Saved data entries

···

PR #6026, opened 2026-07-13
fix: keep mobile model picker in visual viewport

sNyteXx:
## Summary

- Keep the mobile model picker inside the visible visual viewport.
- Reposition the open picker when mobile browser chrome, the keyboard, or the visual viewport changes.
- Preserve the existing desktop dropdown behavior.
- Add regression coverage for viewport-safe positioning, CSS cascade order, and full menu-height measurement.

## Root cause

On phones, the model dropdown was absolutely positioned relative to the composer. Changes to the visual viewport could move it outside the visible area or let it overlap the mobile composer controls. The mobile override was also declared before the later desktop base rule, so the cascade restored `position: absolute`. Finally, measuring only the current `offsetHeight` before applying the available height could make the menu grow past the position that had just been calculated.

## Validation

- 100 relevant model-picker and mobile-layout tests passed.
- `node --check static/ui.js` passed.
- Verified model switching with Chromium touch emulation at 360×732.
- Verified model switching with a desktop viewport at 1440×900.

### DIFF
--- a/static/style.css
+++ b/static/style.css
@@ -3112,6 +3112,8 @@
     .composer-mobile-config-panel.open{display:flex;}
     .composer-mobile-config-action{box-sizing:border-box;flex:1 1 0;min-height:44px;min-width:0;background:var(--input-bg);border-color:var(--border);}
     .composer-mobile-context-action{flex:1 0 100%;}
+    /* Keep the rich picker in the visual viewport when mobile browser chrome moves. */
+    #composerModelDropdown{position:fixed;bottom:auto;box-sizing:border-box;min-width:0;width:calc(100vw - 16px);max-width:calc(100vw - 16px);z-index:220;}
     /* icon-only composer chips continue below mobile widths */
     .composer-divider{display:none;}
     .composer-status{flex:0 1 auto;min-width:0;max-width:96px;font-size:10px;text-align:right;}
@@ -3241,6 +3243,10 @@
 .ws-dropdown.open{display:block;}
 .ws-dropdown-footer{left:0;right:auto;bottom:calc(100% + 4px);min-width:280px;max-width:min(420px,calc(100vw - 32px));}
 .model-dropdown{display:none;position:absolute;bottom:calc(100% + 4px);left:0;min-width:280px;max-width:min(420px,calc(100vw - 32px));background:var(--surface);border:1px solid var(--border2);border-radius:10px;box-shadow:0 -4px 24px rgba(0,0,0,.4);z-index:200;overflow:hidden;max-height:min(70vh,640px);overflow-y:auto;}
+/* Re-assert the mobile picker after the base dropdown rule below the phone media block. */
+@media (max-width:640px){
+ #composerModelDropdown{position:fixed;bottom:auto;box-sizing:border-box;min-width:0;width:calc(100vw - 16px);max-width:calc(100vw - 16px);z-index:220;}
+}
 .model-dropdown.open{display:block;}
 .model-scope-note{position:sticky;top:0;z-index:2;padding:9px 14px;border-bottom:1px solid var(--border);color:var(--text);font-size:11px;font-weight:650;line-height:1.4;background:color-mix(in srgb,var(--surface) 82%,var(--accent-bg));box-shadow:0 1px 0 rgba(0,0,0,.12);}
 .model-group{padding:8px 14px 4px;font-size:10px;font-weight:700;letter-spacing:.04em;color:var(--muted);text-transform:uppercase;border-top:1px solid var(--border2);margin-top:2px;}.model-group.collapsible{cursor:pointer;user-select:none}.model-group.collapsible:before{content:'\25b6';display:inline-block;font-size:8px;margin-right:5px;transition:transform .15s ease}.model-group.collapsible.open:before{transform:rotate(90deg)}.model-group-body:empty{display:none}
--- a/static/ui.js
+++ b/static/ui.js
@@ -3662,12 +3662,52 @@ function _positionModelDropdown(){
   const panel=$('composerMobileConfigPanel');
   const anchor=(panel&&panel.classList.contains('open')&&mobileAction)?mobileAction:(chip&&chip.offsetParent?chip:mobileAction);
   if(!anchor) return;
-  const chipRect=anchor.getBoundingClientRect();
+  const anchorRect=anchor.getBoundingClientRect();
+  const isPhone=typeof window.matchMedia==='function'&&window.matchMedia('(max-width:640px)').matches;
+  if(isPhone){
+    const visualViewport=window.visualViewport;
+    const viewportWidth=Math.max(1,Number(visualViewport&&visualViewport.width)||window.innerWidth||1);
+    const viewportHeight=Math.max(1,Number(visualViewport&&visualViewport.height)||window.innerHeight||1);
+    const viewportTop=Math.max(0,Number(visualViewport&&visualViewport.offsetTop)||0);
+    const viewportBottom=viewportTop+viewportHeight;
+    const margin=8;
+    const gap=6;
+    const viewportLeft=Math.max(0,Number(visualViewport&&visualViewport.offsetLeft)||0);
+    const viewportRight=viewportLeft+viewportWidth;
+    const titlebar=document.querySelector('.app-titlebar');
+    const titlebarBottom=titlebar&&typeof titlebar.getBoundingClientRect==='function'
+      ? Number(titlebar.getBoundingClientRect().bottom)||0
+      : 0;
+    const contentTop=Math.max(viewportTop+margin,titlebarBottom+margin);
+    const menuWidth=Math.max(1,viewportWidth-margin*2);
+    const left=Math.max(viewportLeft+margin,Math.min(anchorRect.left,viewportRight-menuWidth-margin));
+    dd.style.left=`${left}px`;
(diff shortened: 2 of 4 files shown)


nesquena-hermes:
Pulled the branch at `168a36677` and read the full diff against `origin/master` — the three root causes in the description each map to a concrete, correct change. Notes from reading `static/ui.js`, `static/style.css`, and the added test.

## The cascade fix is real and the test guards it

On `origin/master` the mobile `.model-dropdown{position:fixed;…}` override lives in the composer phone block (style.css:~3112), which sits *above* the unconditional base rule at style.css:3243:

```css
.model-dropdown{display:none;position:absolute;bottom:calc(100% + 4px);left:0;…}
```

Same specificity, later source wins — so on a phone the base `position:absolute` at :3243 clobbered the earlier `position:fixed`, which is exactly why the picker rode the composer's stacking/overflow geometry instead of the viewport. The PR re-asserts the override *after* the base rule in a dedicated `@media (max-width:640px)` block (style.css:3247), and `test_mobile_model_dropdown_uses_visual_viewport_safe_positioning` pins the ordering directly:

```python
base_rule = CSS.find(".model-dropdown{display:none;position:absolute;")
mobile_override = CSS.rfind(".model-dropdown{position:fixed;")
assert base_rule >= 0 and mobile_override > base_rule
```

That `rfind` is the right assertion for a source-order cascade bug — a future refactor that hoists the override back above the base rule will fail the test rather than silently regress.

## Visual-viewport positioning is sound

The phone branch in `_positionModelDropdown()` (ui.js:3596-3625) keys off `window.visualViewport` and clamps both axes against `offsetTop`/`offsetLeft`, so it tracks the *visual* viewport (keyboard/URL-bar insets) rather than the layout viewport. The full-height measurement fix is here:

```js
const menuHeight=Math.max(dd.scrollHeight,dd.offsetHeight);
```

Measuring `scrollHeight` before applying `maxHeight` means the side-choice (`openAbove`) is made against the menu's intrinsic content height, not a stale clamped `offsetHeight` — that's the third root cause, and it's handled correctly. The desktop branch resets `top/bottom/width/maxWidth/maxHeight` to `''` (ui.js:3633-3637), so switching a session across the 640px boundary won't strand inline phone styles on the desktop dropdown. Good.

## One perf suggestion (non-blocking)

The new `visualViewport` `resize`+`scroll` listeners (ui.js:4564-4567) call `_positionModelDropdown()` directly on every event. During keyboard open/close the browser fires a burst of `resize`/`scroll` events, and each call does a write-then-read inside the phone branch (writes `dd.style.left/width/bottom`, then reads `dd.scrollHeight`/`offsetHeight` for `menuHeight`) — a forced synchronous reflow per event. Consider coalescing through `requestAnimationFrame` so the burst collapses to at most one layout pass per frame:

```js
let _mpReposScheduled=false;
const _repositionOpenModelDropdown=()=>{
  const dd=$('composerModelDropdown');
  if(!(dd&&dd.classList.contains('open'))||_mpReposScheduled) return;
  _mpReposScheduled=true;
  requestAnimationFrame(()=>{_mpReposScheduled=false;_positionModelDropdown();});
};
```

Purely a smoothness nit on the keyboard-animation path; the current code is correct, just chattier than it needs to be. The listener is only wired when `window.visualViewport` exists, so the desktop/no-VV path is untouched either way.

## Verdict

Correct fix for all three described causes, with a regression test that guards the subtle one (cascade order). I read the diff but did not execute the suite — the added assertions match the behavior, and `node --check` on ui.js is a clean syntax gate. Worth a maintainer pass on the rAF suggestion before or after merge; not a blocker.

nesquena-hermes (changes requested):
## 🔬 Gate review (Codex + browser DOM probe) — SHIP ONLY WITH FIXES (right approach; the CSS selector is too broad and pushes the Settings picker off-screen)

Thanks @sNyteXx — the `visualViewport` approach is exactly right and most of it verifies clean: the fallback path (forced `visualViewport=undefined`) doesn't throw and keeps the picker within bounds, desktop (1440×900) doesn't regress (both pickers keep their existing absolute geometry/width), and selecting a model still works + closes the picker. But a real regression + a clip:

1. **[CORE — selector too broad, breaks the Settings picker] `static/style.css:3116` + `:3248`** — the mobile rule targets `.model-dropdown`, which matches **both** the composer picker AND the **Settings** model picker. A browser probe shows the mobile Settings picker ends up **entirely off-screen** — i.e. the exact off-screen bug this PR fixes, reproduced on the sibling picker it shouldn't touch. **Fix:** scope both mobile selectors to `#composerModelDropdown` (not the broad `.model-dropdown`) so the Settings picker keeps its absolute positioning.

2. **[CORE — top obscured by titlebar] `static/ui.js:3671`** — the composer picker doesn't cross the visual-viewport edges, but its **top is obscured by the app chrome** (`.app-titlebar`). **Fix:** clamp against the visible content top *below* `.app-titlebar`, while still computing the viewport bottom from the unmodified visual-viewport offset.

3. **[test gap] `tests/test_mobile_layout.py:1713`** — the test only checks source strings + CSS ordering; it never executes the clamp arithmetic, viewport events, fallback, or the effective Settings cascade, so it passed despite both regressions. Add behavioral execution of the real positioning function (offset / resize / fallback / desktop-reset) + an assertion that the mobile **Settings** picker stays visible and absolute.

Once the mobile rule is scoped to the composer picker only and the clamp respects the titlebar, this is a clean mobile win — and then I'll capture the full before/after set (composer picker open, keyboard-up clamp, Settings picker) on real mobile + desktop viewports in light + dark for maintainer visual approval. Rebased clean on current master. Good catch on a real mobile-viewport bug — it just needs to not catch the Settings picker in the same net.

nesquena-hermes:
Re-reviewed after the force-push to `87215c577`. Two very different things landed in this revision, and only one of them matches the PR title.

## The model-picker fix improved — both review notes addressed

The rAF-coalescing suggestion from my last pass is in, and it's guarded by a behavioral test. `_repositionOpenModelDropdown()` now gates on a scheduling flag and collapses the `visualViewport` `resize`/`scroll` burst to one layout pass per frame (`static/ui.js:4639-4653`):

```js
function _repositionOpenModelDropdown(){
  const dd=$('composerModelDropdown');
  if(!(dd&&dd.classList.contains('open'))||_modelDropdownRepositionScheduled) return;
  _modelDropdownRepositionScheduled=true;
  requestAnimationFrame(()=>{ _modelDropdownRepositionScheduled=false; ... });
}
```

`test_visual_viewport_reposition_events_are_coalesced` in `tests/test_mobile_model_picker_behavior.py` pins it (`{"queued":1,"calls":1}` after two synchronous triggers). You also narrowed the CSS override from the shared `.model-dropdown` to `#composerModelDropdown{position:fixed;…}`, and `test_mobile_fixed_rule_targets_composer_picker_only` asserts `.model-dropdown{position:fixed;` is absent so the Settings picker keeps its `absolute` geometry. That's a real correctness gain over the earlier revision.

## But the force-push bundled ~1000 lines that aren't in this PR's scope

The commit message ("…and preserve local fixes") is doing a lot of work. The diff at HEAD now adds four unrelated feature areas the PR body never mentions:

- `api/unraid_status.py` (new, 232 lines) — a Home Assistant-backed Unraid/Tower status panel, plus the sidebar UI in `static/panels.js:6016` (`loadUnraidSidebarPanel`) and its CSS.
- `api/workspace_git.py` `git_dashboard()` (+98 lines) and the `loadWorkspaceGitMiniPanel` UI (`static/panels.js:6043`).
- Two new GET endpoints wired in `api/routes.py:12998` (`/api/git/dashboard`) and `:13001` (`/api/unraid/status`).
- A `custom:custom` provider-alias repair in `api/config.py:1346` (`_canonicalise_runtime_provider_id`) threaded through `resolve_model_provider` and `_resolve_compatible_session_model_state`.

None of that is described in the PR summary ("Keep the mobile model picker inside the visible visual viewport…"), and `api/unraid_status.py` reads a profile-specific dotenv path with an inline comment naming a particular local install. That's fork-local config leaking into a public PR.

## Recommendation

Split this back down to what the title promises. The cleanest path: reset the branch to just the `static/ui.js` + `static/style.css` + mobile-picker test changes (the parts reviewed here), and open the Unraid panel / git dashboard / `custom:custom` alias as their own PRs so each gets its own review and issue link. The `custom:custom` normalization in particular is a legitimate fix that deserves its own PR referencing whatever provider-alias issue it came from — buried here it'll never get found again.

The mobile-picker changes themselves are merge-ready on read-through; it's only the unrelated payload holding this back. I read the diff at `87215c577` against `origin/master` but did not execute the suite.

nesquena-hermes:
Tracking issue filed: #6080 (community report from Discord — mobile model selector does nothing / dropdown never opens). This PR is the candidate fix; consider adding `Closes #6080` once the requested changes are addressed.

nesquena-hermes:
Heads-up @sNyteXx — the underlying issue here (#6080, mobile model picker opening off-screen) shipped in **exp-v0.52.82** via #6105, which takes the same visualViewport approach you used here but reparents the dropdown to `<body>` so `position:fixed` escapes the `.composer-footer` `container-type`/`backdrop-filter` containing-block trap (that trap is why a footer-contained fixed element still landed off-screen even with correct coordinates). Your diff and #6105 overlapped heavily on the core idea. Leaving this open for a maintainer call on whether there's anything additive here worth pulling; if not it'll be closed as resolved-by-#6105 with credit. Appreciate the fix — the diagnosis was right.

···

» WHAT YOU ARE ASKED TO DO:
Repeat every line of the data word for word until you have repeated the line that contains "- Keep the mobile", which is the last one to include.

» SOLUTION TO THE PROBLEM:
PR #6026, opened 2026-07-13
fix: keep mobile model picker in visual viewport

sNyteXx:
## Summary

- Keep the mobile model picker inside the visible visual viewport.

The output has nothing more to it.